___ INPUT DATA ___
PR #5511, opened 2022-03-09
make change set forms allow multiple values for title

elrayle:
Per conversation with @jlhardes, work forms should allow for multiple titles to maintain backward compatibility with metadata that already has multiple fields.  Otherwise, this presents problems for migrated data.

Prior to this PR
* work titles could have multiple values
  * this allows multi-valued titles to migrate as multi-valued
* work form only displays a single field for titles
  * this restricts new works to a single title
  * for existing works with multi-valued title, only one title would be selected for display and there isn't a way for the multiple values to be edited

With this PR
* work titles can have multiple values (no change)
* work form also allows for multiple values

@samvera/hyrax-code-reviewers

### DIFF
--- a/config/metadata/core_metadata.yaml
+++ b/config/metadata/core_metadata.yaml
@@ -8,7 +8,7 @@ attributes:
     form:
       required: true
       primary: true
-      multiple: false
+      multiple: true
   date_modified:
     type: date_time
   date_uploaded:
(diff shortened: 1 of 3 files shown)


jlhardes:
This is setting up Valkyrized Works and Collections to allow for multiple Titles which is how metadata is structured for titles in non-Valkyrized Works and Collections. This keeps things moving forward smoothly to allow for upgrading Hyrax versions. Ideally, a migration path might be to select one of the multiple titles as THE title and the other values are moved to Alternative Title but it makes sense for this work to continue to support the capabilities that are currently available, and that includes multiple Titles.

dlpierce (approved):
___
A complete, exact copy of the records is what is needed.

PR #5511, opened 2022-03-09
make change set forms allow multiple values for title

elrayle:
Per conversation with @jlhardes, work forms should allow for multiple titles to maintain backward compatibility with metadata that already has multiple fields.  Otherwise, this presents problems for migrated data.

Prior to this PR
* work titles could have multiple values
  * this allows multi-valued titles to migrate as multi-valued
* work form only displays a single field for titles
  * this restricts new works to a single title
  * for existing works with multi-valued title, only one title would be selected for display and there isn't a way for the multiple values to be edited

With this PR
* work titles can have multiple values (no change)
* work form also allows for multiple values

@samvera/hyrax-code-reviewers

### DIFF
--- a/config/metadata/core_metadata.yaml
+++ b/config/metadata/core_metadata.yaml
@@ -8,7 +8,7 @@ attributes:
     form:
       required: true
       primary: true
-      multiple: false
+      multiple: true
   date_modified:
     type: date_time
   date_uploaded:
(diff shortened: 1 of 3 files shown)


jlhardes:
This is setting up Valkyrized Works and Collections to allow for multiple Titles which is how metadata is structured for titles in non-Valkyrized Works and Collections. This keeps things moving forward smoothly to allow for upgrading Hyrax versions. Ideally, a migration path might be to select one of the multiple titles as THE title and the other values are moved to Alternative Title but it makes sense for this work to continue to support the capabilities that are currently available, and that includes multiple Titles.

dlpierce (approved):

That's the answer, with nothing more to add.